Video Summarization by Learning Deep Side Semantic Embedding

Yitian Yuan, Tao Mei, Peng Cui, Wenwu Zhu

IEEE Transactions on Circuits and Systems for Video Technology |

With the rapid growth of video content, video summarization, which focuses on automatically selecting important and informative parts from videos, is becoming increasingly crucial. However, the problem is challenging due to its subjectiveness. Previous research, which predominantly relies on manually designed criteria or resourcefully expensive human annotations, often fails to achieve satisfying results. We observe that the side information associated with a video (e.g., surrounding text such as titles, queries, descriptions, comments, and so on) represents a kind of human-curated semantics of video content. This side information, although valuable for video summarization, is overlooked in existing approaches. In this paper, we present a novel Deep Side Semantic Embedding (DSSE) model to generate video summaries by leveraging the freely available side information. The DSSE constructs a latent subspace by correlating the hidden layers of the two uni-modal autoencoders, which embed the video frames and side information, respectively.

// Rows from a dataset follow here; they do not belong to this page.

PR #9317, opened 2022-12-06
Bump live-connect version

wi101:
## Type of change

- [ ] Bugfix
- [ ] Feature
- [ ] New bidder adapter   
- [ ] Code style update (formatting, local variables)
- [x] Refactoring (no functional changes, no api changes)
- [ ] Build related changes
- [ ] CI related changes

- [ ] Does this change affect user-facing APIs or examples documented on http://prebid.org?
- [ ] Other

## Description of change

Use the latest live-connect version and refactor the initialiser.

PR #9320, opened 2022-12-06
Revert "Bump live-connect version"

patmmccann:
Reverts prebid/Prebid.js#9317

This deletes an important feature, live connect minimal mode. Please document why you'd like to like to do this as well as summarize changes in the build dependency 

Appears to be a breaking change?


wi101:
Hi, This would use the minimal version if the `this.moduleMode === 'minimal'` we added that check in live-connect initializer [here](https://github.com/LiveIntent/live-connect/blob/master/src/initializer.js#L18) we pass the moduleMode and check it there.

patmmccann:
thanks!

PR #8496, opened 2022-05-31
Hadron RTD module: use internal methods

jlaso:
## Type of change

- [ ] Bugfix
- [ ] Feature
- [ ] New bidder adapter   
- [X] Code style update (formatting, local variables)
- [X] Refactoring (no functional changes, no api changes)
- [ ] Build related changes
- [ ] CI related changes
- [ ] Does this change affect user-facing APIs or examples documented on http://prebid.org?
- [ ] Other

## Description of change

Changing the way our JS code is loaded, using now loadExternalScript instead of document.append

- test parameters for validating bids
```
{
  bidder: '<bidder name>',
  params: {
    // ...
  }
}
```

Be sure to test the integration with your adserver using the [Hello World](/integrationExamples/gpt/hello_world.html) sample page.

- contact email of the adapter’s maintainer    joseluis.laso@audigent.com
- [X] official adapter submission

For any changes that affect user-facing APIs or example code documented on http://prebid.org, please provide:

- A link to a PR on the docs repo at https://github.com/prebid/prebid.github.io/

PR #9325, opened 2022-12-08
Confiant RTD Module : initial release

denys-berzoy-confiant:
## Type of change
- [x] Feature

## Description of change
Added Confiant RTD Provider Module

## Other information
Relevant docs PR: https://github.com/prebid/prebid.github.io/pull/4202


garygz-confiant (approved):

garygz-confiant:
@denys-berzoy-confiant looks like you need to pull the master - see conflicts above

modules/confiantRtdProvider.js
```diff
@@ -0,0 +1,126 @@
...
+    });
+  });
+  mutationObserver.observe(document.head, { childList: true, subtree: true });
+}
+
+/**
+ * Emit billable event when Confiant integration reports that it has monitored an impression
+ */
+function reportBillableEvents (e) {
+  events.emit(CONSTANTS.EVENTS.BILLABLE_EVENT, {
```
patmmccann, line 88: why bother? doesnt your js already do this emit?

modules/confiantRtdProvider.js
```diff
@@ -0,0 +1,126 @@
...
+/**
+ * Injects the Confiant Inc. configuration script into the page, based on proprtyId provided
+ * @param {string} propertyId
+ */
+function injectConfigScript(propertyId) {
+  const scriptElement = document.createElement('script');
+  scriptElement.type = 'text/javascript';
+  scriptElement.src = `https://cdn.confiant-integrations.net/${propertyId}/gpt_and_prebid/config.js`;
+
+  insertElement(scriptElement);
```
patmmccann, line 25: you must use our methods, please import the ajax utility

patmmccann (changes requested):
couple of minor comments in line

modules/confiantRtdProvider.js
denys-berzoy-confiant: @patmmccann no, there we no use cases to do that from our codebase.

modules/confiantRtdProvider.js
denys-berzoy-confiant: @patmmccann this is pretty much the same approach that Clean.io is taking to inject their script. Do you mean we should use ajax to fetch .js and the `eval()` it?

garygz-confiant: @patmmccann just like Clean.io our client asked to implement this to cover other demand as well native, GPT as well if they choose to do so.
So we are just replicating the approach that was approved for the Clean.io prebid module, see the link above.

garygz-confiant:
@robertrmartinez see this Confiant PR

modules/confiantRtdProvider.js
patmmccann: We're a confiant customer, and you have no trouble billing is, what value is this event adding

modules/confiantRtdProvider.js
patmmccann: They are not similar and the change request stands.

patmmccann: I looked at this again; the reason I flagged them as not similar is bc you linked the wrong part of the clean adapter, preloading is not against the rules (although we are considering it). The correct part of the clean adapter that inserts has been added to this list https://github.com/prebid/Prebid.js/issues/8421

garygz-confiant: @denys-berzoy-confiant it seems that the new way of inserting scripts is this: https://github.com/prebid/Prebid.js/pull/8496/files#diff-daa702a1f45a1ffc6ff61f98bfd8b733621e125a5525b3c2927e53294f2a0fd5R14
please update the PR

patmmccann: this is resolved now ty

garygz-confiant:
> @garygz-confiant only outstanding thing is explanation of how the billing event is used. This pr largely seems to be using prebid as a tag manager and adding this billing event.
> 
> Should your existing customers be switching to this implementation so they can be billed more accurately? If not, why fire the event? Is the event optional? Please make this clear in the module doc.

@patmmccann we are developing this for Magnite who explicitly requested the billable event to be communicated to them in a standard way. All of their vendors communicate this event in a unified way. While we have our own proprietary event (aka pixel) and can bill them based on that, that's not how they prefer to operate.

This is event is optional and configurable by a feature flag on our side (see this flag setup: https://github.com/prebid/Prebid.js/pull/9325/files#diff-d09c33d6d7490d64e1725f7700d943fcb2875f189a561eebf5506c5381ec4102R41). We would not require our existing customers to switch to processing this event as you correctly noticed our proprietary pixels are adequate. 

I see your point in terms of making it more explicitly parameterized and asking Magnite to initilize it while keeping the default as false for other potential clients who choose not to enable it and rather rely on our own billable reports.

@denys-berzoy-confiant Can you change the logic in here:
https://github.com/prebid/Prebid.js/pull/9325/files#diff-d09c33d6d7490d64e1725f7700d943fcb2875f189a561eebf5506c5381ec4102R41

Add an explicit flag:
shouldEmitBillableEvent: true|false
and use it in https://github.com/prebid/Prebid.js/pull/9325/files#diff-d09c33d6d7490d64e1725f7700d943fcb2875f189a561eebf5506c5381ec4102R41

By default it should be false. We will ask Magnite to explicitly enable it.

patmmccann:
@garygz-confiant thanks so much, please document your comments in your pr and i will merge

https://github.com/prebid/prebid.github.io/pull/4202/files

garygz-confiant:
> @garygz-confiant thanks so much, please document your comments in your docs pr, change that default as you indicated, and i will merge; next release is tomorrow so you should be good
> 
> https://github.com/prebid/prebid.github.io/pull/4202/files

@patmmccann We have adjusted the code as per our discussion. The billable event is off by default and we'll be enabled only by clients who explicitly require it:
https://github.com/prebid/Prebid.js/pull/9325/files#diff-01e26e1ce25e326e331c4ddf23dd08846e4fa2cb9234b78c11f5057d6b298014R40

patmmccann:
Lgtm

patmmccann (approved):

modules/confiantRtdProvider.js
```diff
@@ -0,0 +1,128 @@
+/**
+ * This module provides comprehensive detection of security, quality, and privacy threats by Confiant Inc,
+ * the industry leader in real-time detecting and blocking of bad ads
+ *
+ * The {@link module:modules/realTimeData} module is required
+ * The module will inject a Confiant Inc. script into the page to monitor ad impressions
+ * @module modules/cleanioRtdProvider
```
muuki88, line 7: @denys-berzoy-confiant I guess this should be confiant 😅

Specifically, by interactively minimizing the semantic relevance loss and the feature reconstruction loss of the two uni-modal autoencoders, the comparable common information between video frames and side information can be more completely learned. Therefore, their semantic relevance can be more effectively measured. Finally, semantically meaningful segments are selected from videos by minimizing their distances to the side information in the constructed latent subspace. We conduct experiments on two datasets (Thumb1K and TVSum50) and demonstrate the superior performance of DSSE to several state-of-the-art approaches to video summarization.